Saturday, 6 June 2020

'Tableya' by Sara Magdy Amin

She is stooped over the burner. The kitchen swelters with a heat that scorches, but intensifies the aromas.  Sweat bulbs form on her forehead, dried by the futile turn of a fan. A laborious Friday morning is once again revived. All her senses are working at their maximum capacity. Breakfast must be ready before the congregational prayer. Her ears perceive the call to prayer rising in the distance. Ali, wailing, clings to her soaking cotton nightshirt, articulating his disinterest of the cheap plastic sieves she handed him earlier. Her lips sing of a butterfly wearing a spotted top in her Arabic tongue and her eyes focus on the pot that is spilling over.

Breakfast is served on the tableya. Buttered fava beans and tahina, dashed with a squeeze of lime, eggs scrambled with cured and spiced basterma meat, deep fried ta’ameya balls and, what would serve as the vessel for all these little joys, fresh, hot aish baladi.

The aish was courtesy of Aisha and Fatima, the two Bedouin ladies who worked at the local bakery downstairs. They sat criss-crossed by the tableya when they made the bread. Their children, Reda and Khalil, mirrored their mothers and the way they rolled out the dough.

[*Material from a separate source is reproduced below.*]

PR #17962, opened 2020-04-02
Fix Windows GPU CI

leezu:
## Description ##
Minimal version of https://github.com/apache/incubator-mxnet/pull/17808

Here, in their little breakfast arrangement they sat criss-crossed by the tableya. Ali mirrors his mother as she rips a morsel of bread and curls it into the shape of a cat’s ear to pocket the beans. She smiles as he licks his messy fingers. Her morning labour was rewarded.  She knew why she winced that time his father had given him a spoon to eat, but had ultimately said nothing.

She plops Ali in front of the television and turns it on.  A cartoon bunny chants the phonics of the Arabic alphabet: Alif ah ah Arnab, Ba’a, buh buh Baba, Ta’a ta ta Tofaah. Her husband took an audible swig of his tea and changed the channel. The reporter announced that the death toll of the migrant boat that had capsized near the coast of Rosetta rose to 42.  Shameful muttered her husband, shaking his head in disbelief.

Her chest tightens. She grabs Ali without a word and forces him to her breast. Their immigration papers had been accepted last month, sums of money had been paid, their backgrounds had been scrutinised and their permanent visas issued. Her eyes roll back to the news. Images flashed, of the victims, their wailing mothers, Aishas and Fatimas, their children Redas and Khalils, some others estranged, traumatized and shivering, all for a chance at some better life.

*

She is stooped over the burner. A laborious Friday morning is once again revived. All her senses are working at their maximum capacity. Breakfast must be ready before work. Ali and Adam are plopped in front of the television. A cartoon bunny chants the phonics of the English alphabet:  A Ah, Ah, Apple. B Buh, Buh, Ball, C Kuh Kuh Cat. Breakfast is served on the table.